╔══

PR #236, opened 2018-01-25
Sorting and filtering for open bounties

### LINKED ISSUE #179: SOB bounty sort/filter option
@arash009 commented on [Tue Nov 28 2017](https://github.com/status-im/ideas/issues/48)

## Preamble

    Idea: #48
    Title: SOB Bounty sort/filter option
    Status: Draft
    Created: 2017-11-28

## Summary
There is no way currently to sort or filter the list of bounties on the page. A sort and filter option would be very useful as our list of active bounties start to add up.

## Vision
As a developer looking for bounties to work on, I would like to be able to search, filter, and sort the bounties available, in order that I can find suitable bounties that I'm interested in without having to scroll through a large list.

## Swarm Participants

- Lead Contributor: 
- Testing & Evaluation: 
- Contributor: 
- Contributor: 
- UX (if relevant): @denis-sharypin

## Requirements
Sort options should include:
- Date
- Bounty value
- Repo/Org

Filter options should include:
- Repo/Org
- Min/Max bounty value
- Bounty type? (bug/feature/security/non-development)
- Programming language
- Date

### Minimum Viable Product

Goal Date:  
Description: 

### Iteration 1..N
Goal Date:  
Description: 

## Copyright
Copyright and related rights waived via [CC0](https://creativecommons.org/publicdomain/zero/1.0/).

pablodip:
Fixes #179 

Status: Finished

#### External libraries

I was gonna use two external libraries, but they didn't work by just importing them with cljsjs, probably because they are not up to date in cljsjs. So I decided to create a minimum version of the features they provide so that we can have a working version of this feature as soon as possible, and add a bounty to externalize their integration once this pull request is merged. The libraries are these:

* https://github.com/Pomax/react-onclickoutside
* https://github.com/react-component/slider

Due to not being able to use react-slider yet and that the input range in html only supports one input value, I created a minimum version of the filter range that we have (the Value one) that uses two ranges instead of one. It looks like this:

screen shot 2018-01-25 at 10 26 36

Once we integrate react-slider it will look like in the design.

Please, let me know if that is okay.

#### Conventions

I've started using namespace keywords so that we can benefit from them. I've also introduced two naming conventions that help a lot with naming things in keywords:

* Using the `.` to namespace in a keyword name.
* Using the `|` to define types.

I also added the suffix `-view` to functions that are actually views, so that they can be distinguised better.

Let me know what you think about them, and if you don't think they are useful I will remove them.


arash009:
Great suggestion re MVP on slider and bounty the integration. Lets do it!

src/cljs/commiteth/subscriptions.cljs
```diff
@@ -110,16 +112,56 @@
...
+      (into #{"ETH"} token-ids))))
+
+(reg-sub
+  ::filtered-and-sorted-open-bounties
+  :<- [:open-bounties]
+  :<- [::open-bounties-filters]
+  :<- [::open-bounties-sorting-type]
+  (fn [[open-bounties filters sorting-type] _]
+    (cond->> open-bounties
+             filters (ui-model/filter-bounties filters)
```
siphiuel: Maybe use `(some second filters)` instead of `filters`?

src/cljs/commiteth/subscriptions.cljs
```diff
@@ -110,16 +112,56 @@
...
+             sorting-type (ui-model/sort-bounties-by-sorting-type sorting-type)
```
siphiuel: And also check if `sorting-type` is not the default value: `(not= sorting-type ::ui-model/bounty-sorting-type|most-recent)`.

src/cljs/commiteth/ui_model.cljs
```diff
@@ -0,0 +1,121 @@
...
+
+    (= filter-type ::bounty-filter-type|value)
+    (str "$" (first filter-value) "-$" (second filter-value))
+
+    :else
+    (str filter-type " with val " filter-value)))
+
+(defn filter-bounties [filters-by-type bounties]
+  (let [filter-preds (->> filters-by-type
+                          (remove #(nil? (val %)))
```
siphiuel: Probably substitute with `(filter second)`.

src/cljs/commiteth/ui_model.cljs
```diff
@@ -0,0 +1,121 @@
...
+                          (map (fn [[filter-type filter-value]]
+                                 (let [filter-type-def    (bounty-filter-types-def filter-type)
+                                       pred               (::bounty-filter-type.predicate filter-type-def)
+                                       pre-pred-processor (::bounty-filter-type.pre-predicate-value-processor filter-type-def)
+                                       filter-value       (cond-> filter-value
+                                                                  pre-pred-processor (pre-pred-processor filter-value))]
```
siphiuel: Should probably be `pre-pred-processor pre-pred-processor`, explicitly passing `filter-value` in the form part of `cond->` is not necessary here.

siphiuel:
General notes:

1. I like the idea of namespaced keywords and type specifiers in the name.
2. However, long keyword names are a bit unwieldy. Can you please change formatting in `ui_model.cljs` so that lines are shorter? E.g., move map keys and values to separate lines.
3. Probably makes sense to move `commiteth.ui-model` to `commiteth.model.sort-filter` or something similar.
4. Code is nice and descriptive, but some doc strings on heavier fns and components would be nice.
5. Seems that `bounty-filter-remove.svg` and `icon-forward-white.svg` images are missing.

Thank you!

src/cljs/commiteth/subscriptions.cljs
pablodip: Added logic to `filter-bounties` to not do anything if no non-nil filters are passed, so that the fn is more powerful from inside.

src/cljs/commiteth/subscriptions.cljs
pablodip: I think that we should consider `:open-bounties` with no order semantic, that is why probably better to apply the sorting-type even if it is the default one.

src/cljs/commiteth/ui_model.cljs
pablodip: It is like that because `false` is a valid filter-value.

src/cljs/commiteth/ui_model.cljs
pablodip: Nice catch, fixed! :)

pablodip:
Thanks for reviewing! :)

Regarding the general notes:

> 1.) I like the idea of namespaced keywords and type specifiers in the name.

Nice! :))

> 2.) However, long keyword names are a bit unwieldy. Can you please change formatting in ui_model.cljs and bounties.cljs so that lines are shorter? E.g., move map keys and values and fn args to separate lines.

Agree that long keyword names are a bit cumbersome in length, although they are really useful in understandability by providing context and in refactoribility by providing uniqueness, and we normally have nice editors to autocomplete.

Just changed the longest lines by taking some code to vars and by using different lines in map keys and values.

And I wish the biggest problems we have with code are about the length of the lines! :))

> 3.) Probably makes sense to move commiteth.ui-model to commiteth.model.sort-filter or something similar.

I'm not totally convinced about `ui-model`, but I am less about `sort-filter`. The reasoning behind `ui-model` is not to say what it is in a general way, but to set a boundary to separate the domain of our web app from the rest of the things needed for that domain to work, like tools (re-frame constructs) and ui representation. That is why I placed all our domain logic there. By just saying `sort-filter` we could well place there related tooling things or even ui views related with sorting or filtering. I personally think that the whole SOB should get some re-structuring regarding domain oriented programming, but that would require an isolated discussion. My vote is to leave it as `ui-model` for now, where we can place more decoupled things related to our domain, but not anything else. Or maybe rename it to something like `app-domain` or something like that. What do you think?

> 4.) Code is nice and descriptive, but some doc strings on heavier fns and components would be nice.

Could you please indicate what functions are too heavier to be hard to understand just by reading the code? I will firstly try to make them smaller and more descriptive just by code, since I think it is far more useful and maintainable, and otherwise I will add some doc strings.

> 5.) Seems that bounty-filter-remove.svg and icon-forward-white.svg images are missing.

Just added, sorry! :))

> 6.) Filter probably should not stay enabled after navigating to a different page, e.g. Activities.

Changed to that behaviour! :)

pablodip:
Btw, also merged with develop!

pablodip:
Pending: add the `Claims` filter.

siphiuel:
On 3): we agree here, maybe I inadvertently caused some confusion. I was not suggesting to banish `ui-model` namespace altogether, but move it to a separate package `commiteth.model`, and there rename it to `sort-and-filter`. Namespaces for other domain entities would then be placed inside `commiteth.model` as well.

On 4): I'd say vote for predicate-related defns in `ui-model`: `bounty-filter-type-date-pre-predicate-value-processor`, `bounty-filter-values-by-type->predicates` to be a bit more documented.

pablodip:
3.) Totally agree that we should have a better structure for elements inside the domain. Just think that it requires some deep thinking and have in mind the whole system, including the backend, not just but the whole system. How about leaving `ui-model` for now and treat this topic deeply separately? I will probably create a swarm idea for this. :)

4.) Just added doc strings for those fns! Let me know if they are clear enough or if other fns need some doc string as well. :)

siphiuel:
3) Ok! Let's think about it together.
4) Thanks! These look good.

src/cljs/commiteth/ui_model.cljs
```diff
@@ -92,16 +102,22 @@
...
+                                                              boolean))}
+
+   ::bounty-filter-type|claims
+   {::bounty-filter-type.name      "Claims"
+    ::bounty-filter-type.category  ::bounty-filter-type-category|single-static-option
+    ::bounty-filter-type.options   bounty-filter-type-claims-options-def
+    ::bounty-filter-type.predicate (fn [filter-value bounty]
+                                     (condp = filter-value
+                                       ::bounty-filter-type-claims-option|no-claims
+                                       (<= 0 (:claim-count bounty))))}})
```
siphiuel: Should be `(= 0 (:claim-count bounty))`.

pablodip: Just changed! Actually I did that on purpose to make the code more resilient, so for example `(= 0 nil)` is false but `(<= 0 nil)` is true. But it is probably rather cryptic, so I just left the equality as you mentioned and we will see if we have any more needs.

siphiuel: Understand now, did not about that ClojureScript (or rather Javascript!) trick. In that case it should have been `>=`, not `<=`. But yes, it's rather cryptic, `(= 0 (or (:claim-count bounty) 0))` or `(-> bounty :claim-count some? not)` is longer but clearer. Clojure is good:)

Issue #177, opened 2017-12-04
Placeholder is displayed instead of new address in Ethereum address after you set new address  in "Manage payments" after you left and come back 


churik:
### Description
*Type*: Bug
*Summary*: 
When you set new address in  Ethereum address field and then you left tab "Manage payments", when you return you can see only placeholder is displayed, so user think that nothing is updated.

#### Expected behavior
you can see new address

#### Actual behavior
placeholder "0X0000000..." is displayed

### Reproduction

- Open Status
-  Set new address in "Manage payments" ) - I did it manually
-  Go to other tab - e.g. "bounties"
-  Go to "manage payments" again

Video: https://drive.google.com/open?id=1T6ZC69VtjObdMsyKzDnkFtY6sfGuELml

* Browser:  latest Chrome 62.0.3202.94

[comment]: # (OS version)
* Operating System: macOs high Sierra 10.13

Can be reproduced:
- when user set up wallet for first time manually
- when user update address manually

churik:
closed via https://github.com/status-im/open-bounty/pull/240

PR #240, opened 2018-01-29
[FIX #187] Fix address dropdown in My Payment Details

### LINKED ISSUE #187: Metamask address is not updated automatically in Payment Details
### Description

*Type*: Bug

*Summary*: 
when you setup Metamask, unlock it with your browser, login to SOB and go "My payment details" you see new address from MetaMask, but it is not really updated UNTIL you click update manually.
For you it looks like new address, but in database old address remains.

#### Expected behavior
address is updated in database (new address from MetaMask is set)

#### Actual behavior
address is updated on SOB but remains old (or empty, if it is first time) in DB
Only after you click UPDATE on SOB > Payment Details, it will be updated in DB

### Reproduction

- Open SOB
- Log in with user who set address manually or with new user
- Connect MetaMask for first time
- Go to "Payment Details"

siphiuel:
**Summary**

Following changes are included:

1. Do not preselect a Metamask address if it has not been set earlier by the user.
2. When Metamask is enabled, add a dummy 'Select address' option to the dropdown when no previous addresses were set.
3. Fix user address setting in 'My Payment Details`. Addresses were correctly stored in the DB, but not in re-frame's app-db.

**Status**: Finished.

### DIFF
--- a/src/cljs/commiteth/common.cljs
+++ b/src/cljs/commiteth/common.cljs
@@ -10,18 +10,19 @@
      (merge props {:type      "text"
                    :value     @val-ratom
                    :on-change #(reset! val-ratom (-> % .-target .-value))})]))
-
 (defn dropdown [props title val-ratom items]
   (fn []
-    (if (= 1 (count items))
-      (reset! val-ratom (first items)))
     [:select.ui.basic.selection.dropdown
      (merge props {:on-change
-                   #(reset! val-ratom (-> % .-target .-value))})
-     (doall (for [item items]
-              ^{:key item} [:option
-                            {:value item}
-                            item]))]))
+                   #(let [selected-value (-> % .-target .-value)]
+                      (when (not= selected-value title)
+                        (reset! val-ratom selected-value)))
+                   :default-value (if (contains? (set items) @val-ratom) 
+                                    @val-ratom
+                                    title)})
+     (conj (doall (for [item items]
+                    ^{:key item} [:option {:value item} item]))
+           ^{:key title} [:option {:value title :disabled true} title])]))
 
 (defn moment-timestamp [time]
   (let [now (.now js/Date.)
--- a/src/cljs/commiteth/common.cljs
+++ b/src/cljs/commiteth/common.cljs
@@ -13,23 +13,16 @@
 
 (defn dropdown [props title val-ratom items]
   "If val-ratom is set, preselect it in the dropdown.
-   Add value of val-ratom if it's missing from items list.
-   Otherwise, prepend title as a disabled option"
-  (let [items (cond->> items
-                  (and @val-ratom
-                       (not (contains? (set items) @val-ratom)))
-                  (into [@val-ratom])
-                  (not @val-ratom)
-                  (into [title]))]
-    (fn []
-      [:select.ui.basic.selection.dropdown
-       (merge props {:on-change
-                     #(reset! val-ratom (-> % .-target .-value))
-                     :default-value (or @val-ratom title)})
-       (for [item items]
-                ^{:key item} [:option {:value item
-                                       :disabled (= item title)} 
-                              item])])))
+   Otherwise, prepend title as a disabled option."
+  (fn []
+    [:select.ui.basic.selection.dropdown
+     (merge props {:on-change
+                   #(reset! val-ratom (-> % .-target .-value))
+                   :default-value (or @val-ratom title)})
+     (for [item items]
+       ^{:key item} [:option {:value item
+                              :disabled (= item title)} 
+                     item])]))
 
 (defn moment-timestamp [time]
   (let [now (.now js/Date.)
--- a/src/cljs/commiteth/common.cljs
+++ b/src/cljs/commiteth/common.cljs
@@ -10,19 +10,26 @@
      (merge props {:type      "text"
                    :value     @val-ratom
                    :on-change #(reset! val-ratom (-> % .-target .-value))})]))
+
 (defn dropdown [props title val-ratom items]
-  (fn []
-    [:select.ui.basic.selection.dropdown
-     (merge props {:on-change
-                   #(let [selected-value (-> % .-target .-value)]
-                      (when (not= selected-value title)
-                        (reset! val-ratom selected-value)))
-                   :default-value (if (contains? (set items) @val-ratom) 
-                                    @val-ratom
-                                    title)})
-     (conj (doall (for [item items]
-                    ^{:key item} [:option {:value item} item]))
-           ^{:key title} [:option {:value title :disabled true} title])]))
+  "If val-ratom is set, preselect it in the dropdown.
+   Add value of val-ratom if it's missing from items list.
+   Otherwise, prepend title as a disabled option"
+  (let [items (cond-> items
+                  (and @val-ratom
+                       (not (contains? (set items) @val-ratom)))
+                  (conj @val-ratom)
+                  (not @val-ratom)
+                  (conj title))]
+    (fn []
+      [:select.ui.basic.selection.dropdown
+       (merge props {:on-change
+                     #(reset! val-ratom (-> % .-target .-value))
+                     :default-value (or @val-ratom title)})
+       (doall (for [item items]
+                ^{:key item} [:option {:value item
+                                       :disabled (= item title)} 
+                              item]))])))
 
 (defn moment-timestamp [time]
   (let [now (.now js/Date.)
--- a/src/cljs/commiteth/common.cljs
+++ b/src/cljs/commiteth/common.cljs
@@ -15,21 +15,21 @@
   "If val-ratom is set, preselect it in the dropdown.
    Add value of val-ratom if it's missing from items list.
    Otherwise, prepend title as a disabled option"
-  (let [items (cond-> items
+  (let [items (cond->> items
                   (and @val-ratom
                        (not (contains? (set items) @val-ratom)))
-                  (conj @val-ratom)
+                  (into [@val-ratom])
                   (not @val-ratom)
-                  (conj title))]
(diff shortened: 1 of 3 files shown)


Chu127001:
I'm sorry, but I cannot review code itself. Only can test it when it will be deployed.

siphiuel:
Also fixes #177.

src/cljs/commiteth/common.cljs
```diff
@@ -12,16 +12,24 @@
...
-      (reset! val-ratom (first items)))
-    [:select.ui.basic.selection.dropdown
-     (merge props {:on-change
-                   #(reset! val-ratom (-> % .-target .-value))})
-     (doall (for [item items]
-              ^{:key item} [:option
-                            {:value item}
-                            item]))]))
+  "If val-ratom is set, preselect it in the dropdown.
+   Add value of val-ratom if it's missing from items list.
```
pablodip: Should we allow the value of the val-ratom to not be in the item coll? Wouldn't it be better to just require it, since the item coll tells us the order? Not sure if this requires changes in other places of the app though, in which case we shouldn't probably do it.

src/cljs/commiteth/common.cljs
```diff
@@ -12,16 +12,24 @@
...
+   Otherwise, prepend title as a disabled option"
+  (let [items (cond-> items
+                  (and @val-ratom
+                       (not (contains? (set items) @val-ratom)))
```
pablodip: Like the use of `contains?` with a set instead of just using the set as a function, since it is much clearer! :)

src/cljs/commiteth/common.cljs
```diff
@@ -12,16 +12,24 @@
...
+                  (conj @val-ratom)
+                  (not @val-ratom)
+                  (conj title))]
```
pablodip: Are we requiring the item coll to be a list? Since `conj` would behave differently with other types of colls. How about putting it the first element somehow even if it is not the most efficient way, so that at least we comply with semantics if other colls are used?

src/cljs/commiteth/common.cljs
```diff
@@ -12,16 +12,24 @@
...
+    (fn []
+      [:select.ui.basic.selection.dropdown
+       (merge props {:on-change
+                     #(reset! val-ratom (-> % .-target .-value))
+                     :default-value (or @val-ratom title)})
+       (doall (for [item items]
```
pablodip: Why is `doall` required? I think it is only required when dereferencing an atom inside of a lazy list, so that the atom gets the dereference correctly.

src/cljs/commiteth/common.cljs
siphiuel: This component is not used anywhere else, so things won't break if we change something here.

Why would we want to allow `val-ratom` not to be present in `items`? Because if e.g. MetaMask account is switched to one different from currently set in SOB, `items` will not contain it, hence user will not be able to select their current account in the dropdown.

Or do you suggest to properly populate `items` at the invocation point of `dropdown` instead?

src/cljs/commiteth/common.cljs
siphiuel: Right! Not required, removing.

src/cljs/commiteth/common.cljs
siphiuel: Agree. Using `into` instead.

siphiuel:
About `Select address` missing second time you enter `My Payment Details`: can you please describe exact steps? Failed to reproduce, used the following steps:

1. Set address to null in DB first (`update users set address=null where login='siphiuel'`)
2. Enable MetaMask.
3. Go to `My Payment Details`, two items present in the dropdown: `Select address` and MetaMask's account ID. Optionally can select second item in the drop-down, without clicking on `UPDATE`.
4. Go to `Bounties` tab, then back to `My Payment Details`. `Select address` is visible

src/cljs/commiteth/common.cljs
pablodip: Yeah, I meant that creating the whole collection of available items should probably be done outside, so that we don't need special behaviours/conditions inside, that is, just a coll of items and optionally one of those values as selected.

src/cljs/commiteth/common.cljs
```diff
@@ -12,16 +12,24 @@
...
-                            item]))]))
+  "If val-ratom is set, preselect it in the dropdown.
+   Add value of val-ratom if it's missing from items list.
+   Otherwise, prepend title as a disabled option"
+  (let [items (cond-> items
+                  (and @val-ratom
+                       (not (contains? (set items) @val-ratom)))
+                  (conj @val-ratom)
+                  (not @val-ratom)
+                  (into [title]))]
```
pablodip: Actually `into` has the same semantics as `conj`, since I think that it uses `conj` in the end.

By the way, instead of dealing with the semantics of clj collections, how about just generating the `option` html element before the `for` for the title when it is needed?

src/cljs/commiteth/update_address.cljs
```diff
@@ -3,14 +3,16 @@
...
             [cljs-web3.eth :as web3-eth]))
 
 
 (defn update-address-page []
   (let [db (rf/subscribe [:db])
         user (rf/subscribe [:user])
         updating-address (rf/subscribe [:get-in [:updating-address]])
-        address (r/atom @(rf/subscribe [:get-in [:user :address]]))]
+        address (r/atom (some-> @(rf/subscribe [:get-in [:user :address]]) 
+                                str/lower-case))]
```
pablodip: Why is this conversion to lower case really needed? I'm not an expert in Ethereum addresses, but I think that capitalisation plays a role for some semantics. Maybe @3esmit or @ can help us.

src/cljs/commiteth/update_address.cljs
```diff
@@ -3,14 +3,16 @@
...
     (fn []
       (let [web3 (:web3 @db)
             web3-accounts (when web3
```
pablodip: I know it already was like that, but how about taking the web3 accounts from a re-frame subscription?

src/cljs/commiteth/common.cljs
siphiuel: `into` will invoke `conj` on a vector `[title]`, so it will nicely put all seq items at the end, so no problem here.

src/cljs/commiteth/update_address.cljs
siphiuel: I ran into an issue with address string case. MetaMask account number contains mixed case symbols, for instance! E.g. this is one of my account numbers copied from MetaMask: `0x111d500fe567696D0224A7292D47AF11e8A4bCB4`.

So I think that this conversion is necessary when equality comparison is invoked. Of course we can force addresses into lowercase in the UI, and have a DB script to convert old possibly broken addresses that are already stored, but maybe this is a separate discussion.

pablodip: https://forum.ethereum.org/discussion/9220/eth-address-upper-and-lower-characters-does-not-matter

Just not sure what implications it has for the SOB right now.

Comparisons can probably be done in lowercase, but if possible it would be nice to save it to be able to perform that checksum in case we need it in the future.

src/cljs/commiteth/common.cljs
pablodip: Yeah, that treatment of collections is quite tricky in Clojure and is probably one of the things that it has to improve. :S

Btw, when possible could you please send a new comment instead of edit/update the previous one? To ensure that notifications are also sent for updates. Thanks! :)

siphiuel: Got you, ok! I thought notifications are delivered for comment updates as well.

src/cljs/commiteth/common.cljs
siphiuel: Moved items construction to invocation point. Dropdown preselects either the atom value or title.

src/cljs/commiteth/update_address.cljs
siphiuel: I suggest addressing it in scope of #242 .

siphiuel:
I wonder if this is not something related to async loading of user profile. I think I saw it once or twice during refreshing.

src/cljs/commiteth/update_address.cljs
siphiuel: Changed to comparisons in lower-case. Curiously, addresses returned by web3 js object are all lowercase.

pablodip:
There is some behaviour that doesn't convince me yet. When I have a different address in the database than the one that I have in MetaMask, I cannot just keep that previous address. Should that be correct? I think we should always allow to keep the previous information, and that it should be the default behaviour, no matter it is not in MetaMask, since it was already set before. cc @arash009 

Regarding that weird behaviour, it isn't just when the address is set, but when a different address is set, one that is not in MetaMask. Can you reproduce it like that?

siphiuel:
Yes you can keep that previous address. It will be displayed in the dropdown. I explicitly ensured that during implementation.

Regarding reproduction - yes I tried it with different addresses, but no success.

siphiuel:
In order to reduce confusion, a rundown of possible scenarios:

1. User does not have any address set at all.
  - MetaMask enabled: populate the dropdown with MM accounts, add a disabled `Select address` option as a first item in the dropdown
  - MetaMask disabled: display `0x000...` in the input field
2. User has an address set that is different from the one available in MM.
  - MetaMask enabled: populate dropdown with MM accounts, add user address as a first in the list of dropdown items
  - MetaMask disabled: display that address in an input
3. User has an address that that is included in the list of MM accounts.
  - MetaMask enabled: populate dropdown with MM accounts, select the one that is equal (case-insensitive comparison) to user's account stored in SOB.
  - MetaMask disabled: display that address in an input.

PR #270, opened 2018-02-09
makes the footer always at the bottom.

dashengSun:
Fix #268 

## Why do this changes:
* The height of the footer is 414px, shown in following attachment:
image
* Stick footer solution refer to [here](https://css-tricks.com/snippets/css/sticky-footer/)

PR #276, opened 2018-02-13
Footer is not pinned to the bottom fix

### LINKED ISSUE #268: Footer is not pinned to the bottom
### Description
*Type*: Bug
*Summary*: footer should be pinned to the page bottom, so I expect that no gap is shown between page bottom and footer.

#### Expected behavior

╚══

## PROBLEM STATEMENT
Go through the material and select each line with the string "doall" in it.

## COMPLETED EXERCISE
-     (doall (for [item items]
+     (conj (doall (for [item items]
-     (conj (doall (for [item items]
+       (doall (for [item items]
-     (doall (for [item items]
+       (doall (for [item items]
pablodip: Why is `doall` required? I think it is only required when dereferencing an atom inside of a lazy list, so that the atom gets the dereference correctly.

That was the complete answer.